**TASK DESCRIPTION:** What lines below include the string "preview"? Pick them out and copy them.

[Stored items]
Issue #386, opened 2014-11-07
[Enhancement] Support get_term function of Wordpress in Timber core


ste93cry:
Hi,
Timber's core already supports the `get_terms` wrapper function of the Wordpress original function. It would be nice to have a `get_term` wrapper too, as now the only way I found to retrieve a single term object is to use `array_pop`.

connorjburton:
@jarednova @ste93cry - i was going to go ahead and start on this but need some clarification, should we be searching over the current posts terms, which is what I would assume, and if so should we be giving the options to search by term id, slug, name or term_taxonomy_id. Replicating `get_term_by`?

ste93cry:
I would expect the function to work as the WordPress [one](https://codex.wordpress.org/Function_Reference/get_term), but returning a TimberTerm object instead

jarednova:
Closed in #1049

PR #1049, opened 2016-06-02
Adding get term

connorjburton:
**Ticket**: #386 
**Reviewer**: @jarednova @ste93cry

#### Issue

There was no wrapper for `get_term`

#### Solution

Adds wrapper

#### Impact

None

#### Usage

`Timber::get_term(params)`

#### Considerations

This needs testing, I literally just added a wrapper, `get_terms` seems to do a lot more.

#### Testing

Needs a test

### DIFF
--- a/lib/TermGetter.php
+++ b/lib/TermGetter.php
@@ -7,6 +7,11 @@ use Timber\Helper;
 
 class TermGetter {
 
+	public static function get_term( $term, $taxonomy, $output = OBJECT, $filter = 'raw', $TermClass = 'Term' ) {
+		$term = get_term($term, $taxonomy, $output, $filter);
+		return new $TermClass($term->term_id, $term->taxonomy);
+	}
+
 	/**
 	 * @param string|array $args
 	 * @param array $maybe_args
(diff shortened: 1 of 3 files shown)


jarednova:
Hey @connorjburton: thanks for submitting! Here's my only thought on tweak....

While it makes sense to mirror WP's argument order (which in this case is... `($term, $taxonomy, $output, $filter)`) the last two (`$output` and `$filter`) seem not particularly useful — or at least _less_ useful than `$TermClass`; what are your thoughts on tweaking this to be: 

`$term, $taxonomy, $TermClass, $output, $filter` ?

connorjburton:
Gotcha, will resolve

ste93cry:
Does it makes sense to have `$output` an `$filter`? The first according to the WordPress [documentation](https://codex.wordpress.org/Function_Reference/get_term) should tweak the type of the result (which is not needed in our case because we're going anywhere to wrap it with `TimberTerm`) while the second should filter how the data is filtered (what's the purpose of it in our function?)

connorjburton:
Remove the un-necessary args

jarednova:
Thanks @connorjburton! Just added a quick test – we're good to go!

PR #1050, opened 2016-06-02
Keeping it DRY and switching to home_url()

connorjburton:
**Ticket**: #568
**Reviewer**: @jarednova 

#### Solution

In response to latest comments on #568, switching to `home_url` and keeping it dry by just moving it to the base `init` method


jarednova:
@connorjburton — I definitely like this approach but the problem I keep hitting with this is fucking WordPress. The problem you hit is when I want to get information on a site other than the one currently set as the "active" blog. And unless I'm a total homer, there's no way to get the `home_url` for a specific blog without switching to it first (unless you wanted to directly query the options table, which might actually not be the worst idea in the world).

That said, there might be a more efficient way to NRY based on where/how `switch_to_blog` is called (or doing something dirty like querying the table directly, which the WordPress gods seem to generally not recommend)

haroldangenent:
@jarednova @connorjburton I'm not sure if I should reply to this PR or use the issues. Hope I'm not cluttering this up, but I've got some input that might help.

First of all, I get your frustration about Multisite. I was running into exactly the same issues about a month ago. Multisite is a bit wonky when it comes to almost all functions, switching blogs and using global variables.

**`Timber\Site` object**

==

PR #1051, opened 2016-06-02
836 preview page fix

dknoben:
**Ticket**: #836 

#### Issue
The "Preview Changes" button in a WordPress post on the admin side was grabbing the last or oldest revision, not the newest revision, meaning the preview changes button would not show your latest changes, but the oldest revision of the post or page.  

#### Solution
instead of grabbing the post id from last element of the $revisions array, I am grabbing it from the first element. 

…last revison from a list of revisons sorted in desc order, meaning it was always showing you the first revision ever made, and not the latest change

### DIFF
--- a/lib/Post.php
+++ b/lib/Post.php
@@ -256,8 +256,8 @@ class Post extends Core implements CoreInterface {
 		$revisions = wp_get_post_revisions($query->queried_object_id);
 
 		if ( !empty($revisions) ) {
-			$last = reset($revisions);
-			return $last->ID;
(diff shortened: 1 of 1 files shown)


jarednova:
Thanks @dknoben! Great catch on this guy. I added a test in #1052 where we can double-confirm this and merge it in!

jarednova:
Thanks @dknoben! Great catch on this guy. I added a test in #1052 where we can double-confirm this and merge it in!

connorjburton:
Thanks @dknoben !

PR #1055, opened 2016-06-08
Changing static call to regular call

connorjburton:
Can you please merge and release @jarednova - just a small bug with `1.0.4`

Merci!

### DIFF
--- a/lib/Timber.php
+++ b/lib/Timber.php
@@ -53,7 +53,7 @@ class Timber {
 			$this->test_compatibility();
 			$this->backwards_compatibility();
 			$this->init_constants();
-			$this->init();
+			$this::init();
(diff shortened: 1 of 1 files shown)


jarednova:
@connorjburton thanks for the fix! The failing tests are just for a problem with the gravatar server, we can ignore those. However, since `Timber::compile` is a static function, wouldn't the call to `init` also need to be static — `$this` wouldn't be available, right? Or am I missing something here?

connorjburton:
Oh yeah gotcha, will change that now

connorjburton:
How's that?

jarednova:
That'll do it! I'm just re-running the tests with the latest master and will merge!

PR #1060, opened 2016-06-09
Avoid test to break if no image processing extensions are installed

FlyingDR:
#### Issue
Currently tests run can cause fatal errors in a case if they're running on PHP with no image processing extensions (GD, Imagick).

**SOLUTION:**
836 preview page fix
The "Preview Changes" button in a WordPress post on the admin side was grabbing the last or oldest revision, not the newest revision, meaning the preview changes button would not show your latest changes, but the oldest revision of the post or page.  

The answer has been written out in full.